Nucleoside and Nucleotide Analogues

Entecavir, a partial inhibitor of HIV replication along with lamivudine are applied to induce the YMDD mutation in HIV polymerase which is an indication of resistance to therapy. Tenofovir is another option to be chosen for resistance mutations in HIV polymerase.[55] In coinfected patients who develop resistance to lamivudine, the recommended treatment is tenofovir plus entecavir (because there is no cross-reactivity between these two agents), tenofovir plus lamivudine or emtricitabine. Some evidences suggest that entecavir resistance is inclined by lamivudine resistance, but the same studies were performed in patients with very high baseline viral loads; the efficiency of entecavir in patients who had low baseline viral loads is unknown. It is assumed that when entecavir is used along with another potent nucleoside analogue in coinfected patients, the sensitivity of HBV would be more durable than when entecavir is used alone as monotherapy.[59]
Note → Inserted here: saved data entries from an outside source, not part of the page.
PR #1507, opened 2022-04-14
Set wal_keep_size to zero

petuhovskiy:
- Set wal_keep_size=0 as a default in control_plane
- Test that compute is not keeping all generated WAL on disk
- Test work when safekeepers lag and restart

resolves https://github.com/neondatabase/neon/issues/767

### DIFF
--- a/control_plane/src/compute.rs
+++ b/control_plane/src/compute.rs
@@ -272,9 +272,6 @@ impl PostgresNode {
         conf.append("wal_sender_timeout", "5s");
         conf.append("listen_addresses", &self.address.ip().to_string());
         conf.append("port", &self.address.port().to_string());
-
-        // TODO: Do we have a problem with replication slot when streaming
-        // to pageserver? https://github.com/neondatabase/neon/issues/767
         conf.append("wal_keep_size", "0");
 
         // Configure the node to fetch pages from pageserver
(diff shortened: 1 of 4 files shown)


petuhovskiy:
CI tests passed, so it looks like we don't have any problems with `wal_keep_size=0`.

lubennikovaav (commented):
Hmm. I am not sure that this test properly illustrates the issue.

To illustrate the problem with `wal_keep_size=0` we need to set a lagging safekeeper. 
If safekeeper is able to keep up with postgres WAL, everything is fine,

If safekeeper falls behind by more than `wal_keep_size` megabytes, the sending server might remove a WAL segment still needed by the safekeeper and they will be lost.

petuhovskiy:
We already have a test with lagging safeekepers in test_restarts_under_load. There one of the safekeepers is stopped every 10 seconds and it simulates lag by preventing truncateLsn to move for 10 seconds.

We can add another test with lagging safekeepers and `max_wal_size=32MB` (to trigger segments recycling faster), but I'm not sure about that.

`test_wal_keep_size` is useful to check that compute can work without a large disk usage.

petuhovskiy:
I added new test with lagging safekeepers and fixed description for the previous test

arssher (approved):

Treating HIV and HBV Infections Concurrently

To initiate the treatment in co-infected patients, some factors such as combination antiretroviral therapy for HIV infection, the severity of liver disease, probability of various reactions, and potential adverse events should be taken into account.57 When treatment is necessary for both HBV and HIV infections, HAART is needed for HIV. Using standard therapy for HIV, it is the main treatment strategy in co-infection whereas two effective agents should be selected against HBV infection. Because antiviral resistance is a probability in treatment, choosing active agents seems complicated, that is the choices for treatment of HBV infection are limited by resistance to HIV therapy. The first aim of therapy is to decrease the amount of HBV DNA to an undetectable level; so using less potent agents is not an option. The most potent agent such as tenofovir plus lamivudine or tenofovir plus emtricitabine is recommended as the best choice (Figure 1). [55][56]In a study performed by GERMIVIC Study Group, Piroth et al. reported that lamivudine monotherapy was a very common and a first-line treatment. Other treatment methods included in their study were tenofovir along with lamivudine or emtricitabine, and tenofovir alone.[60] One of the important implications in the treatment of HBV-HIV co-infection was that the dosages of different medications being applied should be adjusted to HBV condition.
Fig. 1

Medications used for treatment of chronic hepatitis B virus (HBV). The arrow refers to medication to use when treatment of both HBV and HIV is considred.[59]

Medications used for treatment of chronic hepatitis B virus (HBV). The arrow refers to medication to use when treatment of both HBV and HIV is considred.[59]

Conclusion

According to the data acquired from different sources and authorities, it is comprehended that HBV/HIV co-infection rate might grow if appropriate controlling mechanisms are not considered. Epidemiological investigations are needed to be performed, so that atypical transmission routes and high risk locations and environment would be identified. Researches in behavior are also necessary in case of further understanding of failures and not effective treatments. Moreover, observation systems seem necessary to monitor infection patterns to target high prevalence regions. To define upper limit of HBV DNA level, clinical studies are needed to be performed for the onset of treatment in both liver disease and co-infection. Finally, recent research showed expanded access to proper treatment methods that can help to reduce the morbidity and mortality rate in HIV-or HBV- infections and also in co-infections, mostly by lowering the viral load among individuals and communities.